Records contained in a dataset
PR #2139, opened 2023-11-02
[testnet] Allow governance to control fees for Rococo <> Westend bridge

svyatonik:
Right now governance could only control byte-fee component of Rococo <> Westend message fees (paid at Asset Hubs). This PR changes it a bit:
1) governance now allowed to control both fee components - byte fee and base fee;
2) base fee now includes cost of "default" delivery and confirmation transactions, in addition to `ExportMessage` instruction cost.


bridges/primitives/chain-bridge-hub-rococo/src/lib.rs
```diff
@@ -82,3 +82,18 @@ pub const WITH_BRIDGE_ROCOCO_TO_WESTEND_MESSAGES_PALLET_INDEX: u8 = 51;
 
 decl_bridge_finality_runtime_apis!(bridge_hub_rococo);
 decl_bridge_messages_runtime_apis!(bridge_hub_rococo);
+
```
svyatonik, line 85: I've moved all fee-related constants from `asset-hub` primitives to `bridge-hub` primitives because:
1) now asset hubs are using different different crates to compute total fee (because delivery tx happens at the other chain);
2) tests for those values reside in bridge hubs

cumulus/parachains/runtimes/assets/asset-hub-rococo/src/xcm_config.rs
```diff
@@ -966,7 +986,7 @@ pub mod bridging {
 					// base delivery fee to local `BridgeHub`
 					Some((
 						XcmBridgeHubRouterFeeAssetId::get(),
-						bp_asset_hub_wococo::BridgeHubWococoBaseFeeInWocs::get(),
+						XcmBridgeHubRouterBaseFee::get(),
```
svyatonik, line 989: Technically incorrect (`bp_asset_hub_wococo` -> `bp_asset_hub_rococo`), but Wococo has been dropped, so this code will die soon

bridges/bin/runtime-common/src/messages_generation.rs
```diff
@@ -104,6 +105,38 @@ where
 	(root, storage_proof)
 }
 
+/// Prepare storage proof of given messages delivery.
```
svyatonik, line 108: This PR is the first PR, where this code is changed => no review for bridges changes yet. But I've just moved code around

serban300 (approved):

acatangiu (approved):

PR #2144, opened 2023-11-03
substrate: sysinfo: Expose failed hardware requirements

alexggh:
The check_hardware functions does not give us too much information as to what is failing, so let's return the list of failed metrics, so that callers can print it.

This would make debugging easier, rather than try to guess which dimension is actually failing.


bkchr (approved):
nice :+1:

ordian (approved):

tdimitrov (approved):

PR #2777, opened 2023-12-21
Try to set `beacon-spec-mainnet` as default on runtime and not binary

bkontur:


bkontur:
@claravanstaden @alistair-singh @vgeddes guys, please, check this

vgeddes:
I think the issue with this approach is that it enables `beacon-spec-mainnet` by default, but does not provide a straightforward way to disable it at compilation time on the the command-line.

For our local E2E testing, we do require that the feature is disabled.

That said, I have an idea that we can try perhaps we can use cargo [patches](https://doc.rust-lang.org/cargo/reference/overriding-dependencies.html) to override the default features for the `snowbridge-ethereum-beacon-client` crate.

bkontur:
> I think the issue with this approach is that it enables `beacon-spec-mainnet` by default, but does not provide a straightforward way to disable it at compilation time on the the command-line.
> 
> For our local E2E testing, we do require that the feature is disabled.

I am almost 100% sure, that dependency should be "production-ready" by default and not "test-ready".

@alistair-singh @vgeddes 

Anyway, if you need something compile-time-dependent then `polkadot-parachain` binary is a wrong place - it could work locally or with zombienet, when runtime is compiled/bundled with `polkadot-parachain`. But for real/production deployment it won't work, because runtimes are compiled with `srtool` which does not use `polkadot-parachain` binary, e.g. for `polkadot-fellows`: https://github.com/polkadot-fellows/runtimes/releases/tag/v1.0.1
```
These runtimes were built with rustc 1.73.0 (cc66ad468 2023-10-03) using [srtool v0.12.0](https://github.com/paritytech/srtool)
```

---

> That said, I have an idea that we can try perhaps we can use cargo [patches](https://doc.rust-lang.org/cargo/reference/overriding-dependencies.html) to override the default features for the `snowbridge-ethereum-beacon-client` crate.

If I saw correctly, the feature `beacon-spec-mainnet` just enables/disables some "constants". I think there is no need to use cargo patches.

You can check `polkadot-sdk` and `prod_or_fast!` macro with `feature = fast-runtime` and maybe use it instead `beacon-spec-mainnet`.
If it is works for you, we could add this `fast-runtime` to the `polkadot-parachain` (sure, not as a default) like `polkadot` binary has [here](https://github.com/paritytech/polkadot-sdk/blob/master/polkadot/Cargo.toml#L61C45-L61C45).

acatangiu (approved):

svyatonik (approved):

**Activity**
Starting at the top of the data above, repeat every line exactly until the line containing "1) governance now" has been given, then stop.

**Exercise result**
PR #2139, opened 2023-11-02
[testnet] Allow governance to control fees for Rococo <> Westend bridge

svyatonik:
Right now governance could only control byte-fee component of Rococo <> Westend message fees (paid at Asset Hubs). This PR changes it a bit:
1) governance now allowed to control both fee components - byte fee and base fee;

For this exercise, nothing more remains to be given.